[Excerpts from a dataset]
Segment Open

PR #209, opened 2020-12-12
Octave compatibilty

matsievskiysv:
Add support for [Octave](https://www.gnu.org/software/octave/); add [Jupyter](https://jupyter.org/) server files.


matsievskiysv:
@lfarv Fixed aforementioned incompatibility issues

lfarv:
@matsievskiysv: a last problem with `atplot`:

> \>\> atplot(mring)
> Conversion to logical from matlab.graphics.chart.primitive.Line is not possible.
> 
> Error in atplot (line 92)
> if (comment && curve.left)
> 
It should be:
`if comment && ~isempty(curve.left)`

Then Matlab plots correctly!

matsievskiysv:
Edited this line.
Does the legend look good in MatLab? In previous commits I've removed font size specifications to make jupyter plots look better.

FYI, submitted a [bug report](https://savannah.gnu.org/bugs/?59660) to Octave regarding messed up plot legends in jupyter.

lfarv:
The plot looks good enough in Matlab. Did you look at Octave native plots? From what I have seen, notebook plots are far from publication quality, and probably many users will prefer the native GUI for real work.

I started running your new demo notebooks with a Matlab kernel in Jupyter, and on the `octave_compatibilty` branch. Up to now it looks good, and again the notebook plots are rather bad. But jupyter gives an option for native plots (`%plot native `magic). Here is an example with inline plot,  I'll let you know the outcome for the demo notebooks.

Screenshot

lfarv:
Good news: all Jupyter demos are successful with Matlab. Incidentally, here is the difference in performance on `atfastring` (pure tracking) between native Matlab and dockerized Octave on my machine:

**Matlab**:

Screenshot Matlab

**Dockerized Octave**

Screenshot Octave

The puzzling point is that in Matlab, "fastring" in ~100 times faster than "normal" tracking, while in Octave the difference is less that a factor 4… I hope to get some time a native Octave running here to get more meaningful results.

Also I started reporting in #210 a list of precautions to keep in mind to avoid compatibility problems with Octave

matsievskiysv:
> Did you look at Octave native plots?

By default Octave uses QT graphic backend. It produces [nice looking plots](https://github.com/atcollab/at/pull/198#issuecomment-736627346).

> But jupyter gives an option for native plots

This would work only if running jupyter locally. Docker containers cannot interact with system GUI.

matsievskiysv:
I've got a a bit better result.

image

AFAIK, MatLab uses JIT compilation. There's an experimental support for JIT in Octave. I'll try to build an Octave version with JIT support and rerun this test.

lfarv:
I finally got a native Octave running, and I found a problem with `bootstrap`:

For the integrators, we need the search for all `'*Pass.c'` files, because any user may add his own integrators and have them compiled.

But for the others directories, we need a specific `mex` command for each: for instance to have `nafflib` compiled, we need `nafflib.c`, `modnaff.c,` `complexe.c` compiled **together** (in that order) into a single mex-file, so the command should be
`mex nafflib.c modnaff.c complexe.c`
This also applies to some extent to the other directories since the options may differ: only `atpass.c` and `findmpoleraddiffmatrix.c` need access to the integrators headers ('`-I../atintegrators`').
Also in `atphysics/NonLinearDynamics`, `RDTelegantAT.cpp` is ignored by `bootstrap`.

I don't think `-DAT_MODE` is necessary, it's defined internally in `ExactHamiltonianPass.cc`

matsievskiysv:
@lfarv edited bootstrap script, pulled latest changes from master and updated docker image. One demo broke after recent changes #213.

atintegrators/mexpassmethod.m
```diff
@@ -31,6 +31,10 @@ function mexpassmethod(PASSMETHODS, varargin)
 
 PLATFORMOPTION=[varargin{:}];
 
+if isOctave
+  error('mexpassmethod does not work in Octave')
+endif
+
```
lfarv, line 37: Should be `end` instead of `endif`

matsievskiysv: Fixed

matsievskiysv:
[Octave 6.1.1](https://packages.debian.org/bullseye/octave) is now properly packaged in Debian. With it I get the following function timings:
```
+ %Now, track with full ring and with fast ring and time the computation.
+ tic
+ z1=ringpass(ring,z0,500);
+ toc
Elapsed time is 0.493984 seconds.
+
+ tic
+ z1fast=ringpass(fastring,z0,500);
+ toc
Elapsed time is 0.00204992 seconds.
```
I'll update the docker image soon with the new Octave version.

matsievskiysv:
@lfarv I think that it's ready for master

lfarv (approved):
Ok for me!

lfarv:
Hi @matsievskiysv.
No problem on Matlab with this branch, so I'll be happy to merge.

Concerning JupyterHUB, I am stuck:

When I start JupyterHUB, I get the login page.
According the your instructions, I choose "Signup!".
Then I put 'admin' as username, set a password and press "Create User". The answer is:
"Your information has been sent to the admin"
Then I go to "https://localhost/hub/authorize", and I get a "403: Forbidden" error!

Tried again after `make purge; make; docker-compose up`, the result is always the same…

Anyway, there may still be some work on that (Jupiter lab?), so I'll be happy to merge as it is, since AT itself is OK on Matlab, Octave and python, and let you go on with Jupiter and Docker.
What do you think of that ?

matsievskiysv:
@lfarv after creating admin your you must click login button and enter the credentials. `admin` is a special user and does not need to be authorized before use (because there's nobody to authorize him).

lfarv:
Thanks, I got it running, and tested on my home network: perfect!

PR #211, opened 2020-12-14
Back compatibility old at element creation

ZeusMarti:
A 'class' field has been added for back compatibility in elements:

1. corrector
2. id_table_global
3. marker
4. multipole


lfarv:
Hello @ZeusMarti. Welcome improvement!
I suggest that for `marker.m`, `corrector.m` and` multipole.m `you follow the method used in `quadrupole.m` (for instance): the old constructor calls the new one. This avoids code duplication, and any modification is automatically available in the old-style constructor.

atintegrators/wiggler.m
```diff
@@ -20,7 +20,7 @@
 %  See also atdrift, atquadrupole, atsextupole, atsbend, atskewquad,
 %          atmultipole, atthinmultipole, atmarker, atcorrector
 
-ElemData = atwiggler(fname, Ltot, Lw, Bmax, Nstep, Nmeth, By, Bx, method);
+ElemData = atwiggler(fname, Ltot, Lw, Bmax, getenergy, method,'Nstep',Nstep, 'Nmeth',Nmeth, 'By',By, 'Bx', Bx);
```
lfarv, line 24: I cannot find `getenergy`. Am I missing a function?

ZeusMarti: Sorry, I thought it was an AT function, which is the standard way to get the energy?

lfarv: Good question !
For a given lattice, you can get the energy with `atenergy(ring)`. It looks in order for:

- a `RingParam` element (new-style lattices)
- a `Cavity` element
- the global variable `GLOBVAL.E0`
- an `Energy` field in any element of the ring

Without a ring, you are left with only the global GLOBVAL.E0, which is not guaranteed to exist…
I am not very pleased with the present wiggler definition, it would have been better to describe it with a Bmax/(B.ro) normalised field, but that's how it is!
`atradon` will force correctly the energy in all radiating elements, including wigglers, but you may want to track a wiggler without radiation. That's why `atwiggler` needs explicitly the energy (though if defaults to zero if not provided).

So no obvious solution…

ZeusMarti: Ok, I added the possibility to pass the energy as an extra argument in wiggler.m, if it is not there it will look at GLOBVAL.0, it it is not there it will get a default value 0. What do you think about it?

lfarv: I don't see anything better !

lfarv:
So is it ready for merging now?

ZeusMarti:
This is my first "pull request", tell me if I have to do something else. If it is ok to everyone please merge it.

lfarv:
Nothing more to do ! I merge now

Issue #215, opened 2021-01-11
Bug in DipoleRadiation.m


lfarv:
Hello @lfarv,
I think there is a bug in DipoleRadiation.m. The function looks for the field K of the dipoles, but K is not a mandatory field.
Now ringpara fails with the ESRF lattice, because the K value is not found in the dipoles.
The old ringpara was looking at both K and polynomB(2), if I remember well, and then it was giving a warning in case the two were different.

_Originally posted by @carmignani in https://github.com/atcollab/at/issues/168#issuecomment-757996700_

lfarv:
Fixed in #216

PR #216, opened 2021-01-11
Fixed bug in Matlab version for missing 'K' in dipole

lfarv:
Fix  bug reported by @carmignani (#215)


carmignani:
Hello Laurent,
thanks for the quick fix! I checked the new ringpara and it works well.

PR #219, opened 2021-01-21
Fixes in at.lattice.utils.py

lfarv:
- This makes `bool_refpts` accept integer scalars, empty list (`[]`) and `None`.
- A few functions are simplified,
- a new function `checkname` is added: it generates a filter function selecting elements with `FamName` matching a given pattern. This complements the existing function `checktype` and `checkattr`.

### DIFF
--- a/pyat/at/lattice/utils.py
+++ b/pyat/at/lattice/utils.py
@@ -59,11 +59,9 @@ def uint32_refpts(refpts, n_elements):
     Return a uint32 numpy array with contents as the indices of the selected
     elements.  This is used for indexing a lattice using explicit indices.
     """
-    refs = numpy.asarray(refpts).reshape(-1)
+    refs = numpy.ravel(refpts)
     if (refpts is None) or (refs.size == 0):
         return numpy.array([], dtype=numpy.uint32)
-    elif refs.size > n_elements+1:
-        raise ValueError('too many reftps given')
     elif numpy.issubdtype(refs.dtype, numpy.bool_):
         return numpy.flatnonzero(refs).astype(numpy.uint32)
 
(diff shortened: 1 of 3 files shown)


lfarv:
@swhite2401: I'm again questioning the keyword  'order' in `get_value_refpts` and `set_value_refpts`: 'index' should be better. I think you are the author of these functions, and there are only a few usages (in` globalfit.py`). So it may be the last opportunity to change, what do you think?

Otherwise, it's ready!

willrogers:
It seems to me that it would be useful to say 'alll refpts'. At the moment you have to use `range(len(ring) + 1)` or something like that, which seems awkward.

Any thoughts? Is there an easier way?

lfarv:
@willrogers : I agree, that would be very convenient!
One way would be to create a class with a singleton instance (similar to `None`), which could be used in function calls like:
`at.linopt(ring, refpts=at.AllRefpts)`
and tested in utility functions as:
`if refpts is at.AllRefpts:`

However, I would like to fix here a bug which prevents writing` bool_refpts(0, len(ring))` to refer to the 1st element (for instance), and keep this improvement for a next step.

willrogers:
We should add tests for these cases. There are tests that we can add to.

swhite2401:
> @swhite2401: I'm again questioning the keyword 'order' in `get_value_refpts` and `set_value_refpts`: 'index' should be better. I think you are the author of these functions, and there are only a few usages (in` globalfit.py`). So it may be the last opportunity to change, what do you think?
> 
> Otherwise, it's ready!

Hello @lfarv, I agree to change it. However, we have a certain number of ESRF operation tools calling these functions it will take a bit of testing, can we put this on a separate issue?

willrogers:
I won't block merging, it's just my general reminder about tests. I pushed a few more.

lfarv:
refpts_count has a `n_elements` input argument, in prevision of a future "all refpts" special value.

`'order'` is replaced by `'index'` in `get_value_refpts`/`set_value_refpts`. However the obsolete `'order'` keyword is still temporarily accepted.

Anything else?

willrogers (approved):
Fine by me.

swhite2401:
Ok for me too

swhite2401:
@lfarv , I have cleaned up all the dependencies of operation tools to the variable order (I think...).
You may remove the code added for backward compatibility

Segment Closed

WHAT YOU WILL DO
Only the lines from the first line of the records through the line containing "The plot looks" should be repeated, exactly as they appear.

EXERCISE OUTPUT
PR #209, opened 2020-12-12
Octave compatibilty

matsievskiysv:
Add support for [Octave](https://www.gnu.org/software/octave/); add [Jupyter](https://jupyter.org/) server files.


matsievskiysv:
@lfarv Fixed aforementioned incompatibility issues

lfarv:
@matsievskiysv: a last problem with `atplot`:

> \>\> atplot(mring)
> Conversion to logical from matlab.graphics.chart.primitive.Line is not possible.
> 
> Error in atplot (line 92)
> if (comment && curve.left)
> 
It should be:
`if comment && ~isempty(curve.left)`

Then Matlab plots correctly!

matsievskiysv:
Edited this line.
Does the legend look good in MatLab? In previous commits I've removed font size specifications to make jupyter plots look better.

FYI, submitted a [bug report](https://savannah.gnu.org/bugs/?59660) to Octave regarding messed up plot legends in jupyter.

lfarv:
The plot looks good enough in Matlab. Did you look at Octave native plots? From what I have seen, notebook plots are far from publication quality, and probably many users will prefer the native GUI for real work.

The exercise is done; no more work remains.